Many illegals can be jailed indefinitely / Ashcroft rules that granting bail could threaten national security: Attorney General John Ashcroft says entire groups of illegal immigrants seeking asylum can be locked up indefinitely on national security grounds, if their release on bail might encourage a surge of illegal immigration. Ashcroft's decision, which was signed last Friday and surfaced Thursday, is a significant expansion of government detention authority.
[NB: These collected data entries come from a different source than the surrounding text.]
PR #906, opened 2016-03-24
Downgrade holderjs to 2.9.1

sonalkr132:
Latest version avilable on rails-assets.org is 2.9.1

### DIFF
--- a/Gemfile.lock
+++ b/Gemfile.lock
@@ -336,7 +336,7 @@ GEM
     rails-assets-bootstrap-markdown (2.10.0)
       rails-assets-bootstrap (~> 3)
     rails-assets-date.format (1.2.3)
-    rails-assets-holderjs (2.9.3)
+    rails-assets-holderjs (2.9.1)
     rails-assets-jquery (2.2.1)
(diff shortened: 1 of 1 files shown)


sonalkr132:
> Net::HTTPServiceUnavailable: <h2>This website is under heavy load (queue
full)</h2><p>We're sorry, too many people are accessing this website at the same
time. We're working on this problem. Please try again later.</p>

Great! :anger:

differentreality:
Where do you see that info about the version?

sonalkr132:
@differentreality go to https://rails-assets.org/ and type `holderjs` in search box, it will show all the version available.

Sorry, I can't provide more direct link, they are using js.

sonalkr132:
I think they provide option to rebuild the gem, and import gems which are not available. However they are having major traffic issue. I think we would be able to `bundle install` until they get it together :person_frowning:

sonalkr132:
I scheduled `holderjs` for rebuild, and 2.9.3 is available now.
screenshot from 2016-03-24 23-03-05

We won't need this.

PR #907, opened 2016-03-24
Proposal controller improvements and test

sonalkr132:
General improvements in proposal controller:
* use of `if.. else` for `@object.save` is what we follow in rest of controllers. It also saves us from writing `return`
* On failed update render `edit` template and not `new` template.
* On failed save redirect to index path and not render `new` template (for `withdraw`, `restart` and `confirm`)
* Check for success for save in withdraw (save can fail for reasons other than validation)
* Add authorization to failed user save path cause it was complaining that no authorization was performed in that path.

### DIFF
--- a/app/controllers/proposal_controller.rb
+++ b/app/controllers/proposal_controller.rb
@@ -24,13 +24,14 @@ class ProposalController < ApplicationController
   end
 
   def edit
-    authorize! :edit, @event
     @url = conference_program_proposal_path(@conference.short_title, params[:id])
   end
 
   def create
     @url = conference_program_proposal_index_path(@conference.short_title)
 
+    # We allow proposal submission and sign up on same page.
+    # If user is not signed in then first create new user and then sign them in
     unless current_user
       @user = User.new(user_params)
       if @user.save
@@ -47,39 +48,38 @@ class ProposalController < ApplicationController
     @event = Event.new(event_params)
     @event.program = @program
 
+    # User which creates the proposal is both `submitter` and `speaker` of proposal
+    # by default.
+    # TODO: Allow submitter to add speakers to proposals
     @event.event_users.new(user: current_user,
                            event_role: 'submitter')
     @event.event_users.new(user: current_user,
                            event_role: 'speaker')
     authorize! :new, @event
 
-    unless @event.save
+    if @event.save
+      ahoy.track 'Event submission', title: 'New submission'
+      redirect_to conference_program_proposal_index_path(@conference.short_title), notice: 'Proposal was successfully submitted.'
+    else
       flash[:error] = "Could not submit proposal: #{@event.errors.full_messages.join(', ')}"
       render action: 'new'
-      return
     end
-
-    ahoy.track 'Event submission', title: 'New submission'
-
-    redirect_to conference_program_proposal_index_path(@conference.short_title), notice: 'Proposal was successfully submitted.'
   end
 
   def update
-    authorize! :update, @event
     @url = conference_program_proposal_path(@conference.short_title, params[:id])
 
-    if !@event.update(event_params)
+    if @event.update(event_params)
+      redirect_to(conference_program_proposal_index_path(conference_id: @conference.short_title),
+                  notice: 'Proposal was successfully updated.')
+    else
       flash[:error] = "Could not update proposal: #{@event.errors.full_messages.join(', ')}"
-      render action: 'new'
-      return
+      render action: 'edit'
     end
-
-    redirect_to conference_program_proposal_index_path(conference_id: @conference.short_title),
-                notice: 'Proposal was successfully updated.'
   end
 
-  def destroy
-    authorize! :destroy, @event
+  def withdraw
+    authorize! :update, @event
     @url = conference_program_proposal_path(@conference.short_title, params[:id])
 
     begin
@@ -89,9 +89,13 @@ class ProposalController < ApplicationController
       return
     end
 
-    @event.save(validate: false)
-    redirect_to conference_program_proposal_index_path(conference_id: @conference.short_title),
-                notice: 'Proposal was successfully withdrawn.'
+    if @event.save
+      redirect_to conference_program_proposal_index_path(conference_id: @conference.short_title),
+                  notice: 'Proposal was successfully withdrawn.'
+    else
+      redirect_to conference_program_proposal_index_path(conference_id: @conference.short_title),
+                  error: "Could not withdraw proposal: #{@event.errors.full_messages.join(', ')}"
+    end
   end
 
   def confirm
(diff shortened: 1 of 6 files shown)


sonalkr132:
closes #597

app/models/ability.rb
```diff
@@ -44,7 +44,7 @@ def not_signed_in
 
     # can view Commercials of confirmed Events
     can :show, Commercial, commercialable_type: 'Event', commercialable_id: Event.where(state: 'confirmed').pluck(:id)
-    can :show, User
+    can [:show, :create], User
```
differentreality: Why do we need create here? Where would that authentication happen (ie where do we access the create action of user)?

app/controllers/proposal_controller.rb
```diff
@@ -47,39 +49,38 @@ def create
...
-    redirect_to conference_program_proposal_index_path(@conference.short_title), notice: 'Proposal was successfully submitted.'
   end
 
   def update
-    authorize! :update, @event
     @url = conference_program_proposal_path(@conference.short_title, params[:id])
 
-    if !@event.update(event_params)
+    if @event.update(event_params)
+      redirect_to(conference_program_proposal_index_path(conference_id: @conference.short_title),
```
differentreality: I'd suggest you keep the previous styling.

app/controllers/proposal_controller.rb
```diff
@@ -89,9 +90,13 @@ def destroy
       return
     end
 
-    @event.save(validate: false)
-    redirect_to conference_program_proposal_index_path(conference_id: @conference.short_title),
-                notice: 'Proposal was successfully withdrawn.'
+    if @event.save
```
differentreality: Do we really need to validate when we withdraw the event? 
If the event is resubmitted, validations will run then.

app/models/ability.rb
sonalkr132: > Where would that authentication happen (ie where do we access the create action of user)?

[here](https://github.com/openSUSE/osem/pull/907/files#diff-8c13e9cfe1f5edf7d4923e633a08f790R37):
```Ruby
  def create
    unless current_user
       @user = User.new(user_params)
       authorize! :create, @user  # <- this line
        if @user.save
          sign_in(@user)
        else
         # this path would have no authorization
         flash[:error] = "Could not save user: #{@user.errors.full_messages.join(', ')}"
         render action: 'new'
         return
       end
     end
     # more code
  end
```
cancancan was complaining that no authorization was performed in that path. It is either this or `skip_authorization_check`

app/controllers/proposal_controller.rb
sonalkr132: > Do we really need to validate when we withdraw the event? 

Not really. I had asked about proposed change [here](https://github.com/openSUSE/osem/pull/867#discussion_r55916850). My reasoning is that:
* if are to use `@event.save(validate: false)`, we should do the same in other similar actions (`confirm` and `restart`). @hennevogel said that I should go with `if..else`
* We should do `if @event.save` cause save can fail for reasons other than validation, for ex: our database connection is lost, running out of memory, some obscure IO/socket error (source: [this blog](https://robots.thoughtbot.com/save-bang-your-head-active-record-will-drive-you-mad))

app/controllers/proposal_controller.rb
sonalkr132: I have reverted this change. Should I revert other ([here](https://github.com/openSUSE/osem/pull/907/files#diff-8c13e9cfe1f5edf7d4923e633a08f790R141) and [here](https://github.com/openSUSE/osem/pull/907/files#diff-8c13e9cfe1f5edf7d4923e633a08f790R61)) similar changes as well? I had made the change cause following is the style we follow in rest of controllers:
```Ruby
if @object.save
  # do something
else 
  # do something else
end
```
instead of:
```Ruby
if !@object.save
   # do something
   return
end

# do something
```

app/controllers/proposal_controller.rb
hennevogel: We want valid data so we validate...

hennevogel:
Why the last commit?

sonalkr132:
@differentreality says that it is easier for everyone if instead editing my git commits, I add extra commits during PR review. Extra commits can be squashed once PR is approved.

hennevogel:
I'm mean the content :-) Why do you change a simple if/else to a double negation?

sonalkr132:
It was asked [here](https://github.com/openSUSE/osem/pull/907#discussion_r57571845).

differentreality:
@sonalkr132 if you are referring to my comment, I commented about styling on the redirect_to() line, not the if line. We recently changed all redirect_to() without parenthesis.

sonalkr132:
@differentreality Sorry :scream: I thought you mean the if else part. I commented too. This is epic!

sonalkr132:
updated! :+1:

app/controllers/proposal_controller.rb
```diff
@@ -24,15 +24,17 @@ def new
   end
 
   def edit
-    authorize! :edit, @event
```
hennevogel: What now?

app/controllers/proposal_controller.rb
```diff
@@ -47,39 +49,38 @@ def create
...
                            event_role: 'speaker')
     authorize! :new, @event
 
-    unless @event.save
+    if @event.save
+      ahoy.track 'Event submission', title: 'New submission'
+      redirect_to conference_program_proposal_index_path(@conference.short_title), notice: 'Proposal was successfully submitted.'
+    else
       flash[:error] = "Could not submit proposal: #{@event.errors.full_messages.join(', ')}"
       render action: 'new'
```
hennevogel: Now we render :new again?

app/controllers/proposal_controller.rb
sonalkr132: We already have following line on [top](https://github.com/sonalkr132/osem/blob/proposal-test/app/controllers/proposal_controller.rb#L5):
```Ruby
  load_and_authorize_resource :event, parent: false, through: :program, except: [:new, :create]
```
We don't need to authorize again.

app/controllers/proposal_controller.rb
```diff
@@ -99,15 +104,15 @@ def confirm
...
+      @event.confirm
     rescue Transitions::InvalidTransition
       redirect_to :back, error: "Event can't be confirmed"
       return
     end
 
-    if !@event.save
-      flash[:error] = "Could not confirm proposal: #{@event.errors.full_messages.join(', ')}"
-      render action: 'new'
+    unless @event.save
```
hennevogel: Please turn this around.
```
if event.save
  if registered
    redirect to :index
  else
    redirect to :new_reigstration
  end
else
  redirect error
end
```

sonalkr132:
@hennevogel Thanks. It is definitely more beautiful that way. Updated!

hennevogel:
LGTM! Thanks

PR #913, opened 2016-03-25
Mark Events without a room as unscheduled events

### LINKED ISSUE #912: Deleting a room should move its events back to Unscheduled Events
If a room with events scheduled is deleted, its events are not added back to Unscheduled Events in the admin/schedule page.This seems to make it impossible to reschedule those events.

nishanthvijayan:
Fixes #912 
Scheduling an event sets the start_time and room model attrs of that event record.
Room has_many events with dependent set to nullify.So on deleting a room, it'll nullify the room attr of associated events but start_time would still be set.
But in schedule page, events are marked as unscheduled events by checking if start_time is not null.
I've changed this to mark events as unscheduled events if they don't have a room.

### DIFF
--- a/public/javascripts/schedule/schedule.js
+++ b/public/javascripts/schedule/schedule.js
@@ -89,7 +89,7 @@ var Schedule = {
             snapMode: "inner",
             zIndex: 2
         });
-        if (date == "none") {
+        if (date == "none" || vars["room_id"] == null) {
             $('#unscheduled').append(newEvent);
         } else {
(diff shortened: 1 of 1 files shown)


differentreality:
:+1:

differentreality:
@ChrisBr @hennevogel can you think of any reason why we would not want to have an event with start_time set when room is not set?

ChrisBr:
No! LGTM

Issue #595, opened 2015-02-08
Show roles in registration list


differentreality:
Registration list should have an indication for the roles the person has.

It is important for the registration desk, for example, to know if the person is a sponsor or a speaker.

shreyanshabhargav:
@differentreality Hi, I am an interested GSOC participant interested to contribute for FOSSDEM. Can you please give me more insight about this issue ?
Thanks

PR #918, opened 2016-03-26
Display roles in registration list

matthin:
#595


matthin:
I'm not too sure why Hakiri is showing security warning only on my pull request. The warnings are for the files commercials_controller.rb, and application_controller.rb; two files which I didn't edit.

sonalkr132:
@matthin Don't worry. It is not you. Hakiri must have updated and now it is reporting new issues in our existing codebase. Checkout #921 for more info.

differentreality:
This is a very visual change, so please attach screenshots of your change.
user.roles also works and we also have user.get_roles (check it out to see what it produces). In this case we would only need roles of the specific conference we are at. 
I was thinking labels (there can be max 4, with the current roles we use).

matthin:
`user.get_roles` returns a hashmap with each of the user's roles, and the associated conferences. So if the user is part of the "Event Coordinator" role for example, we would get back a hash containing "Event Coordinator" and every conference which has a role called "Event Coordinator"; which I think would be every single conference. I can't think of a way to link that data with a single specific conference. Though, I might not be understanding OSEM's database layout well enough.

`user.roles` would work, but would involve a separate explicit query to get the related conference, due to how the model relationship is setup. Overall, I think it would be more complex due to that explicit query. Though, maybe it would be simpler to read.

Here are some screenshots with different screen sizes:

osem-roles-large

osem-roles-medium
It doesn't really look good on smaller screens. Should I change the label margins based on device-type?

osem-roles-small
As you can see, the labels overlap when viewed on phones. It's the same when in landscape mode. So, I'll need to fix that.

ChrisBr:
We agreed that we don't want to have view tests! Otherwise LGTM

matthin:
Ah, okay. I'll go remove the unneeded view test. I agree that they are mostly just overhead.

hennevogel:
LGTM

Not remotely surprising, unfortunately.
The fun part is that this does, for the second time, quite explicitly defy Congressional dictates. As previously noted herein, Congress was quite clear that indefinite detention was something that they would not tolerate in Constitutional Evisceration Act I, a.k.a. the USA PATRIOT Act. He requested it, they declined to allow it. He usurped the power by issuing a Justice department directive, just as he has done in this case, and Congress said ... nothing. Absolutely nothing. And now he's done it again.
The interesting thing is that this particular finding is both very targeted and very broad. It's aimed specifically at Haiti, but can be used generally.
One wonders, now that we are apparently past the immediate crisis -- well, after nearly two years, one would hope -- now that we are apparently done with most of the direct combat in Iraq ... one wonders if Congress will decide that, yes, it does have certain powers, and one of those powers is that of oversight of executive agencies. And said power includes dictating to executive agencies that blatantly violating the Constitution and ignoring Congressional directives is perhaps not how our government's official advocates of Constitutional law are supposed to behave.
One rather doubts that they'll get around to that any time soon, however.
Posted by iain at April 25, 2003 12:55 PMComments
It is obvious to any impartial observer that John Ashcroft represents the greatest threat to the Constitution since the Civil War. I really wonder if he has ever read it.